I've "stockpiled" 2001-2003 Record and Chorus components in the high polish silver finish. Stuff is absolutely gorgeous and works flawlessly across 9 and 10 spd gruppo ranges. The carbon bits are nice, but enough already... Must be that the price of making carbon components has now dropped below the polished silver finish when made in bulk. I wouldn't be surprised if there are MASSIVE profit margins on carbon parts that offset the lower margins on alloy parts in the lower gruppo ranges. I wouldn't be surprised if all of the carbon bits are now sourced to Asia... Giant is even making Colnago frames these days.


----------



## cs1 (Sep 16, 2003)

Doolab said:


> Would you also like to see chrome bumpers and shiny accents brought back to cars as well?


Yes, why do you ask?


----------



## Salsa_Lover (Jul 6, 2008)

I'd like 28 hole silver Record hubs.


----------



## nick64 (May 29, 2012)

I have a Chorus/Record group from a 2002 Pinarello Galileo which is now retired. Seeing all these beautiful silver components makes me want to revive it on some other frame. That Athena group in particular is gorgeous!


----------



## pmf (Feb 23, 2004)

I bought a resprayed Merckx frame a couple years ago and was planning to put Ultegra or Dura Ace on it until I saw the stuff. Ugh. I bought a 2010 11-speed Athena group for the bike just because it came in silver. It really looks good on that frame. I even had some custom wheels built using silver White Industires hubs and silver Kinlin 270 rims. 

I'm just so sick of everything being black and carbon. Kudos to Campy for selling a quality group in Silver.


----------



## Sablotny (Aug 15, 2002)

SSRider said:


> i just bought some silver athena 11 for my around town build. can't wait to build it up.


"Like!" 

I definitely think silver should be an option, and was going to mention Athena. Highly polished, clear anodized aluminum is like a gem. When I got my 7800 cranks in 2004, I left them on the coffee table for a week just to fondle and admire them. Why go flat black paint or satin finish? Because its cheaper for the mfr, of course. But it also wears worse - a scratch through black paint is bright, clear anodized can be polished out. 

Shiny is out of fashion for now, but I think it will be back. 'Specially on the road.


----------



## gofast2wheeler (Oct 13, 2011)

Lets have our voices heard, Campy please make record or super record in a limited edition silver color with matching hubs. I'll take the weight penalty!!


----------



## bottecchia_eja (Jul 18, 2010)

Salsa_Lover said:


> I'd like 28 hole silver Record hubs.




Me too, but I would settle for 32.


----------



## charlox5 (Jan 31, 2011)

I would spend obscene amounts of money on a special gold edition of Chorus, Record or SR. would be perfect for a black frame, or that really beautiful Colnago Master black/gold frame.


----------



## gofast2wheeler (Oct 13, 2011)

Never thought about gold, but hell yea!!


----------



## Drew Eckhardt (Nov 11, 2009)

gofast2wheeler said:


> Anyone that thinks Silver should be brought back to replace current black/


Definitely. 

Black alloy is cheesy even when a more modern look is appropriate in the same way that laminate floors are. While it looks a little like the carbon fiber it imitates it's just not classy.

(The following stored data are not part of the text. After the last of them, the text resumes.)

PR #4987, opened 2025-10-16
Improve resource condition/error when deletion is not possible in Azure

### LINKED ISSUE #3975: Bug: ASO should not try to delete undeletable resources

v2.7.0 (and earlier)

**Describe the bug**

Discovered while testing API version 2023-11-15 of `documentdb` - the type `SqlDatabaseContainerThroughputSetting` may not be deleted directly via ARM.

ASO knows this already, as we generate the correct list of supported operations in `sql_database_container_throughput_setting_types_gen.go`:

``` go
// GetSupportedOperations returns the operations supported by the resource
func (setting *SqlDatabaseContainerThroughputSetting) GetSupportedOperations() []genruntime.ResourceOperation {
	return []genruntime.ResourceOperation{
		genruntime.ResourceOperationGet,
		genruntime.ResourceOperationPut,
	}
}
```

However, we don't respect that when running, resulting in noisy errors:

```
test_logger.go:160: I2024-04-28T22:19:01Z] SqlDatabaseThroughputSettingController 
    "msg"="Error during Delete" 
    "err"="deleting resource "/subscriptions/82acd5bb-4206-47d4-9c12-a65db028483d/resourceGroups/asotest-rg-aokpof/providers/Microsoft.DocumentDB/databaseAccounts/sample-sqldb-account/sqlDatabases/sample-sql-db/throughputSettings/default": DELETE https://management.azure.com/subscriptions/82acd5bb-4206-47d4-9c12-a65db028483d/resourceGroups/asotest-rg-aokpof/providers/Microsoft.DocumentDB/databaseAccounts/sample-sqldb-account/sqlDatabases/sample-sql-db/throughputSettings/default
    ERROR CODE: MethodNotAllowed
    {
      "code": "MethodNotAllowed",
      "message": "Message: The requested verb is not supported."
    }
    " name="sample-sql-throughput" 
    namespace="aso-test-samples-creationanddeletion-test-sqldatabase-v1a-7e1fc" 
    azureName="default" 
    action="BeginDelete"
```

**Expected behavior**

We should respect the available verbs for the resource, and skip deletion from Azure where it's not possible, even though this may produce results surprising for some users.

theunrepentantgeek:
## What this PR does

Some Azure resources can't be directly deleted - you have to delete their parent.

Currently if one of those resources is represented by an ASO cluster resource, any attempt to delete the resource from the cluster fails with an indefinite sequence of repeated failures.

But we can enhance our workflow to return a more informative error, including details on how to unblock the deletion from the cluster.

Closes #3975 

gif

## Additional information

Manually tested the scenario where the required annotation is not present on the resource - as long as the resource is eventually deleted by other means (e.g. by deleting the parent or the containing resource group), the delete retry loop will eventually terminate.

### DIFF
--- a/v2/internal/testcommon/samples_tester.go
+++ b/v2/internal/testcommon/samples_tester.go
@@ -43,6 +43,7 @@ var wholeSampleExclusions = []*regexp.Regexp{
 	regexp.MustCompile(`/subscription/`),                        // Can't easily be run/recorded in our standard subscription
 	regexp.MustCompile(`/redhatopenshift/`),                     // This requires SP creation
 	regexp.MustCompile(`/documentdb/sqldatabase/v1api20210515`), // This is blocked by corp policy (can't set DisableLocalAuth)
+	regexp.MustCompile(`dbforpostgresql/v20250801`),             // Fails due to a race condition saving owner updates that can result in children getting stalled. See #5062
 }
 
 var exclusions = []*regexp.Regexp{


v2/samples/sql/v1api20211101/refs/v1api20210401_storageaccountsblobservice.yaml
```diff
@@ -3,6 +3,8 @@ kind: StorageAccountsBlobService
 metadata:
   name: sqlstorageservice
   namespace: default
+  annotations:
```
matthchr, line 6: Should we leave a comment here explaining why this annotation is here (given it's a sample?)

v2/internal/reconcilers/arm/azure_generic_arm_reconciler_instance.go
```diff
@@ -129,6 +130,11 @@ func (r *azureDeploymentReconcilerInstance) DetermineDeleteAction() (DeleteActio
 		return DeleteActionMonitorDelete, r.MonitorDelete, nil
 	}
 
+	if !genruntime.ResourceOperationDelete.IsSupportedBy(r.Obj) {
+		// Resource doesn't support delete, so we just remove the finalizer and stop managing it
```
matthchr: Uh, we don't remove the finalizer, right?

If we did, it would actually get deleted in Kubernetes. I don't see where we remove it though so I think we do not.

v2/internal/reconcilers/arm/azure_generic_arm_reconciler.go
```diff
@@ -38,8 +38,9 @@ const (
 type DeleteAction string
 
 const (
-	DeleteActionBeginDelete   = DeleteAction("BeginDelete")
-	DeleteActionMonitorDelete = DeleteAction("MonitorDelete")
+	DeleteActionBeginDelete        = DeleteAction("BeginDelete")
+	DeleteActionMonitorDelete      = DeleteAction("MonitorDelete")
+	DeleteActionNotPossibleInAzure = DeleteAction("NotPossibleInAzure")
```
matthchr, line 43: Why add another "possible action" here, rather than just doing the check at the start if `StartDeleteOfResource` (or possibly `deleteResource` helper since then we could write an extension to override that behavior if we wanted?)

v2/internal/controllers/crd_dataprotection_backupinstance_20231101_test.go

After you put some wear on an anodized part you end up with the grey of the underlying metal. With silver it's a subtle defect. With black it's significant.



> Bring back the legendary silver record hubs, maybe limited edition set Campy. They will sell in boat loads. Decided to post after seeing new Dura Ace, UGLY!!

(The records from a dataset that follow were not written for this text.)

PR #5040, opened 2025-11-18
Allow skipping delete if a resource (or its parent) has already been removed

### LINKED ISSUE #5009: Bug: RoleAssignments stuck in deletion because of authorization (scope) issues
## Describe the bug

When a managed cluster (AKS) is deleted through the cluster-api it also triggers the deletion of the corresponding ASO resources.
ASO seems to clean up most of the azure resources without any issues. However, it struggles with `RoleAssignments`.

The `RoleAssignment` is attached to another ASO resource (owner: `StorageAccount`) & when a deletion is initiated (by deleting the resource group or storage account object) ASO deletes the resources in azure. The RoleAssignment remains in a `Failed` state with the following message:
```
RESPONSE 403: 403 Forbidden
ERROR CODE: AuthorizationFailed
{
  "error": {
    "code": "AuthorizationFailed",
    "message": "The client '<CLIENT_ID>' with object id '<OBJECT_ID>' does not have authorization to perform action 'Microsoft.Authorization/roleAssignments/delete' over scope '/subscriptions/<SUBSCRIPTION_ID>/resourceGroups/<CLUSTER_RG>/providers/Microsoft.Storage/storageAccounts/<STORAGE_ACCOUNT>/providers/Microsoft.Authorization/roleAssignments/<ROLE_ASSIGNMENT_UUID>' or the scope is invalid. If access was recently granted, please refresh your credentials."
  }
}
```

When I check the Azure portal, the storage account is indeed deleted so that the scope message above makes absolutely sense (scope is invalid because it doesn´t exist anymore) but shouldn´t the RoleAssignment be deleted first before the StorageAccount is even touched by ASO?

Azure Service Operator Version: v2.11.0 (via cluster-api-azure)

## Expected behavior

RoleAssignments are deleted first if they exist, before moving on with their owner.
Or: If the owner resource (e.g. `StorageAccount`) doesn´t exist anymore -> delete the `RoleAssignment` object since the referenced azure resource doesn´t exist anymore anyway.

## To Reproduce

1. create a `ResourceGroup`object
2. create a `StorageAccount` within that resource group
3. create a `UserAssignedIdentity` within that resource group
4. assign a role to that managed identity via `RoleAssignment` -> owner / scope is the `StorageAccount`
5. initiate a deletion either by...
5.1. ...deleting the `ResourceGroup`object or....
5.2. ...deleting the `StorageAccount` object
6. wait until the resources have been deleted
7. check out the `RoleAssignment` object which still exists, though in a `Failed` state complaining about the scope of the deletion request

## Additional context

We are using the cluster-api (CAPZ) to manage our kubernetes clusters in Azure. CAPZ includes the ASO deployment.
With that, we can not only deploy Kubernetes clusters in Azure but also configure all the other necessary components (e.g. Private Endpoints, Storage Accounts etc.).

I am aware, that the ASO version (v2.11.0) is already a bit older but I couldn´t find any github issue or feature / bugfix introducing any change on that matter (or maybe my searching skills are lacking). So I am unsure wether an update of the ASO controller would help or not.

theunrepentantgeek:
## What this PR does

Before issuing a DELETE to Azure, check to see if the resource has already been removed.

May resolve #5009 once all groups are migrated.

### Special notes

Most groups are currently in a deny list (see `azure_generic_arm_reconciler_instance.go`) so that we don't have to re-record all the groups at once. Tracking issue #5108 has been created for the follow-up tasks of removing groups from the deny-list.

gif

### DIFF
--- a/v2/internal/reconcilers/arm/azure_generic_arm_reconciler_instance.go
+++ b/v2/internal/reconcilers/arm/azure_generic_arm_reconciler_instance.go
@@ -922,6 +922,7 @@ func (r *azureDeploymentReconcilerInstance) deleteResource(
 		if _, _, err := r.getStatus(ctx, resourceID); err != nil {
 			if genericarmclient.IsNotFoundError(err) {
 				// Resource no longer exists
+				log.V(Info).Info("Resource is already gone, skipping issue of DELETE to Azure")
 				return ctrl.Result{}, nil
 			}
 		}
--- a/v2/internal/testcommon/kube_test_context_envtest.go
+++ b/v2/internal/testcommon/kube_test_context_envtest.go
@@ -183,6 +183,12 @@ func createSharedEnvTest(
 	if cfg.Replaying {
 		requeueDelay = 10 * time.Millisecond
 		minBackoff = 10 * time.Millisecond
+
+		// maxBackoff is the maximum length of time we wait to retry.
+		// This used to be 10ms during testing but this caused an extremely large number of rapid retries and
+		// effectively starved other resources of CPU, resulting in tests taking much longer to complete because they
+		// progressed slowly. Increasing this to 1 second seems to strike a better balance between fast retries and
+		// allowing other resources to make progress.
 		maxBackoff = 1000 * time.Millisecond
 	}
 


theunrepentantgeek:
@juice928 stop.

We welcome human contributors to ASO, and request that any AI contributions be human mediated/reviewed.

v2/internal/reconcilers/arm/azure_generic_arm_reconciler_instance.go
```diff
@@ -865,6 +914,19 @@ func (r *azureDeploymentReconcilerInstance) deleteResource(
...
 	}
 
+	// Check to see if the resource has already been deleted from Azure - if so, we're done.
+	// But, first check to see if this resource is in a deny group, and skip the check if so.
+	// This is to allow us to fix up remaining issues one by one instead of all at once.
+	group := obj.GetObjectKind().GroupVersionKind().Group
+	if !skipDeletionPrecheck.Has(group) {
+		if _, _, err := r.getStatus(ctx, resourceID); err != nil {
+			if genericarmclient.IsNotFoundError(err) {
+				// Resource no longer exists
```
matthchr, line 924: We used to always have this log:
```
log.V(Info).Info("Successfully issued DELETE to Azure")
```

now, it's possible we won't get that far. Should we have a log here that says something like 
```
log.V(Info).Info("Determined resource was already deleted in Azure - not issuing DELETE as it is not required")
```

or something like that?

v2/internal/testcommon/vcr/redact_test.go
```diff
@@ -0,0 +1,49 @@
...
+
+package vcr
+
+import (
+	"testing"
+
+	. "github.com/onsi/gomega"
+)
+
+func Test_hideAppConfigurationKeySecrets(t *testing.T) {
```
matthchr, line 14: minor, style: Would it be better to test via the exported `func (r *Redactor) HideRecordingData(s string) string {` interface?

Feel like such a test scales better to testing the other redactions we have as well (good idea adding tests here btw).

v2/internal/testcommon/kube_test_context_envtest.go
```diff
@@ -183,7 +183,7 @@ func createSharedEnvTest(
 	if cfg.Replaying {
 		requeueDelay = 10 * time.Millisecond
 		minBackoff = 10 * time.Millisecond
-		maxBackoff = 10 * time.Millisecond
+		maxBackoff = 1000 * time.Millisecond
```
matthchr, line 192: Can you expand on why this needs to be here? It's not mentioned in the PR description, or maybe a code-comment here would be useful?

v2/internal/reconcilers/arm/azure_generic_arm_reconciler_instance.go
theunrepentantgeek: Good idea. Done.

v2/internal/testcommon/vcr/redact_test.go
theunrepentantgeek: Definitely need to improve our test coverage here. That said, I specifically wanted to test the new redaction in isolation, to avoid the problems of other redactions getting in the way. I'll take a TODO to improve coverage.

v2/internal/testcommon/kube_test_context_envtest.go
theunrepentantgeek: Added a comment.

Absolutely. I had to buy my last set used.


----------



## Drew Eckhardt (Nov 11, 2009)

Doolab said:


> Would you also like to see chrome bumpers and shiny accents brought back to cars as well?

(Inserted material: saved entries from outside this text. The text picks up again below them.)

PR #5050, opened 2025-11-24
Auto-detect CRD versions to deprecate

### LINKED ISSUE #5045: CRD deprecation controller could auto-detect CRDs to migrate

We migrate only a hardcoded list

## Describe the improvement

We could auto-detect and migrate anything that has a newer storage version. This would remove the manual toil of keeping the list of deprecated versions up to date.

matthchr:
Fixes #5045.

## Checklist

- [x] this PR contains tests

### DIFF
--- a/v2/cmd/asoctl/internal/crd/cleaner.go
+++ b/v2/cmd/asoctl/internal/crd/cleaner.go
@@ -97,9 +97,8 @@ func (c *Cleaner) Run(ctx context.Context) error {
 		asoCRDsSeen++
 		newStoredVersions, deprecatedVersions := crdmanagement.GetDeprecatedStorageVersions(crd)
 
-		// If there is no new version found other than the matched version, we short circuit here, as there is no updated version found in the CRDs
-		if len(newStoredVersions) <= 0 {
-			// TODO: test?
+		// If there is no new version found other than alpha/beta, it means there wasn't a newer version installed/reconciled yet and we short circuit here, as there is no updated version found in the CRDs
+		if len(newStoredVersions) == 1 && (strings.HasPrefix(newStoredVersions[0], "v1alpha") || strings.HasPrefix(newStoredVersions[0], "v1beta")) {
 			return eris.Errorf("it doesn't look like your version of ASO is one that supports deprecating CRD %q, versions %q. Have you upgraded ASO yet?", crd.Name, deprecatedVersions)
 		}
 
--- a/v2/internal/crdmanagement/deprecation.go
+++ b/v2/internal/crdmanagement/deprecation.go
@@ -12,7 +12,7 @@ import (
 	apiextensions "k8s.io/apiextensions-apiserver/pkg/apis/apiextensions/v1"
 )
 
-var versionRegexp = regexp.MustCompile(`^v(1api)?(\d{8})(preview)?(storage)?$`)
+var versionRegexp = regexp.MustCompile(`^v(1api|1alpha1api|1beta)?(\d{8}|\d)(preview)?(storage)?$`)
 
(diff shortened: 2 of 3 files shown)


v2/internal/crdmanagement/deprecation.go
```diff
@@ -66,3 +50,54 @@ func GetAllDeprecatedStorageVersions(crds map[string]apiextensions.CustomResourc
...
+// CompareVersions compares two group version strings, for example: v1api20230101preview, v1api20220101, v20220101, v1api20220101storage, and v20220101storage
+// and returns -1 if a < b, 0 if a == b, and 1 if a > b. The storage suffix is ignored in the comparison.
+// Preview versions are considered less than non-preview versions.
+func CompareVersions(a string, b string) int {
+	matchA := versionRegexp.FindStringSubmatch(a)
+	matchB := versionRegexp.FindStringSubmatch(b)
+
+	if matchA == nil || matchB == nil {
+		// If either version doesn't match the expected pattern, fall back to string comparison
+		// TODO: Do we actually want to do this?
```
matthchr, line 63: Maybe I should look at how Kuberentes orders versions and see if they export a function for that and use that...?

matthchr: Ah wait we can't do that because we don't (yet) comply fully with that versioning scheme so we'll need our own.

theunrepentantgeek: We do already have a proper version comparison routine that might be useful here - search for `ComparePathAndVersion()`. I'm pretty sure we've exposed this outside the generator.

matthchr: You're right. We would need to move where it is (from the generator to `v2/internal` so that both could import it).

Are you thinking that we would just it just for this fallback case where the patterns don't match, or are you thinking we'd replace the whole compare here with it? I looked at replacing the whole compare but it doesn't really give the ordering we need and I don't think it necessarily makes sense for it to do so since it seems to be attempting to be generic (and work for paths such as import paths too) whereas this is specific and really works best for kuberentes versions (the versions we emit).

wdyt?

theunrepentantgeek: On reflection, using that might be overkill - and it doesn't quite give the ordering we want here.

theunrepentantgeek (approved):

v2/cmd/asoctl/internal/crd/cleaner.go
```diff
@@ -97,9 +97,8 @@ func (c *Cleaner) Run(ctx context.Context) error {
 		asoCRDsSeen++
 		newStoredVersions, deprecatedVersions := crdmanagement.GetDeprecatedStorageVersions(crd)
 
-		// If there is no new version found other than the matched version, we short circuit here, as there is no updated version found in the CRDs
-		if len(newStoredVersions) <= 0 {
-			// TODO: test?
+		// If there is no new version found other than alpha/beta, it means there wasn't a newer version installed/reconciled yet and we short circuit here, as there is no updated version found in the CRDs
+		if len(newStoredVersions) == 1 && (strings.HasPrefix(newStoredVersions[0], "v1alpha") || strings.HasPrefix(newStoredVersions[0], "v1beta")) {
```
matthchr, line 101: This preserves the behavior of the `asoctl clean` command when the behavior of the underlying `GetDeprecatedStorageVersions` changed _slightly_.

Previously, `GetDeprecatedStorageVersions` would count a version as deprecated even if it was the last version in the list of stored versions. Since this is not actually valid, we've updated the logic to where it doesn't suggest to deprecate something if it's the latest/last version.

So if we want to error on this case in asoctl we needed a slightly more explicit check.

theunrepentantgeek (approved):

My Audi left the factory with chrome trim around the grille and windows. It looks classy.


----------



## Drew Eckhardt (Nov 11, 2009)

Fantino said:


> I'll give you an amen on believing silver groupos would sell boatloads. I mean come on, it's not like there are 2010 Centaur groups unsold sitting in bike shops. . . .But then I grew up cycling in the 60s and love the retro.


I wonder about how many Campagnolo component sales are to existing Campagnolo owners whose parts last a _long_ time (it took me 16 years to wear out a rear derailleur, my right shifter would still be going strong if Campagnolo had not discontinued first generation ergo small parts, and my 1996 hubs are barely broken in) versus newer riders upgrading or getting into cycling as the next golf.

How that breaks down probably affects what they can sell.


----------